Innovative program helps keep kids out of foster care
The success of an innovative child welfare program shows the system doesn’t have to be a constant battle, say local advocates.
It’s not parents against a “baby-snatching” government worker, said child and youth worker Brian LaBelle. “We’re not trying to ruin their family or take their kids away,” he said, and no one gets shuffled from office to office feeling helpless.
“We’re working with the family, and the family helps decide what they need to do.”
Two years ago, the provincial government downloaded responsibility for about 500 children a year in the north central region of Edmonton to the non-profit Family Centre.
Since then, Family Centre staff have been able to keep 65 per cent of the children in their own homes by providing support to make those homes safe, an average that is 25 per cent better than the province’s.
They’ve been able to do that without any serious incidents of harm to the child still staying their parent since they started.
They’ve also placed significantly more children with extended family. That means fewer children unnecessarily traumatized by moving in with strangers, which has been shown to increase emotional, behavioural and educational problems.
Laura counts herself fortunate to live in north-central Edmonton.
A year ago, she reported her daughter-in-law’s crystal meth addiction to social services. Her eight-year-old grand-daughter McKayla looked miserable, was missing school, and Laura suspected her mother Julianna was taking her to late night drinking parties.
But still, dialing the number, Laura said, “was one of the worst things I’ve ever had to do.” She didn’t know if she could convince a social worker to let McKayla stay with her, and “when they’re upset and they’re scared, you want them to come to you, not to someone they don’t know.”
Her name and her family’s names have been changed in this article because provincial law prohibits identifying a child in contact with Child and Family Services.
Sitting on her old couch last week, her eyes tear up when she describes that day. But so much good has come out of it, she said. McKayla is now healthy and staying with her dad, Mark.
The family credits the Family Centre’s approach for the fact McKayla also gets to see her mom every day. Throughout the crisis, support worker LaBelle got the whole family together every month to discuss Julianna’s progress fighting addictions and what would be best for McKayla. Together, the family decided McKayla should stay with Mark and LaBelle organized a pizza party to celebrate their progress.
Now Julianna comes over to Laura’s house to help when Mark drops McKayla off before school, then often joins Mark at his house to help with bedtime.
McKayla’s provincial file closed in January, but she still gets free counselling through the Family Centre to work through lingering anger at both of her parents.
Under the old system, as soon as the province closed the case, families would have to find help on their own.
“We’re seeing some really positive changes,” said Russ Pickford, regional director for Child and Family Services, which is committed to downloading more of its files in what the province calls outcome-based service delivery.
Their case workers maintain legal responsibility for the child, but rather than that case worker sign contracts with multiple agencies for parenting classes, therapy, foster care and other support, the Family Centre takes all responsibility for care, and organizes it from one office.
“It gives us the capacity to act immediately,” says Pauline Smale, a vice-president at the Family Centre.
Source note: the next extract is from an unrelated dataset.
Issue #736, opened 2018-05-23
i18n defaultLang config issue


mairh:
There seems to be a slight problem with i18n module. For e.g, if you set `defaultLang: 'en-US'` in the config file the following things happen:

The provincial case worker still has the difficult job of taking a child from their parents when necessary, added LaBelle. But because the Family Centre is involved immediately for every family in their region, a support worker like LaBelle gets to the parent’s house within an hour to start talking about what the problem was and how it can be solved.
They’ve also been able to set up a new kind of group home where parents can visit daily, when feasible, to comfort and learn to properly care for their children. In a couple cases, parents have been able to visit their child, reassure them and tuck the child into bed the very same day they were apprehended, said LaBelle.
“It really lessens the trauma on the child and the parent.”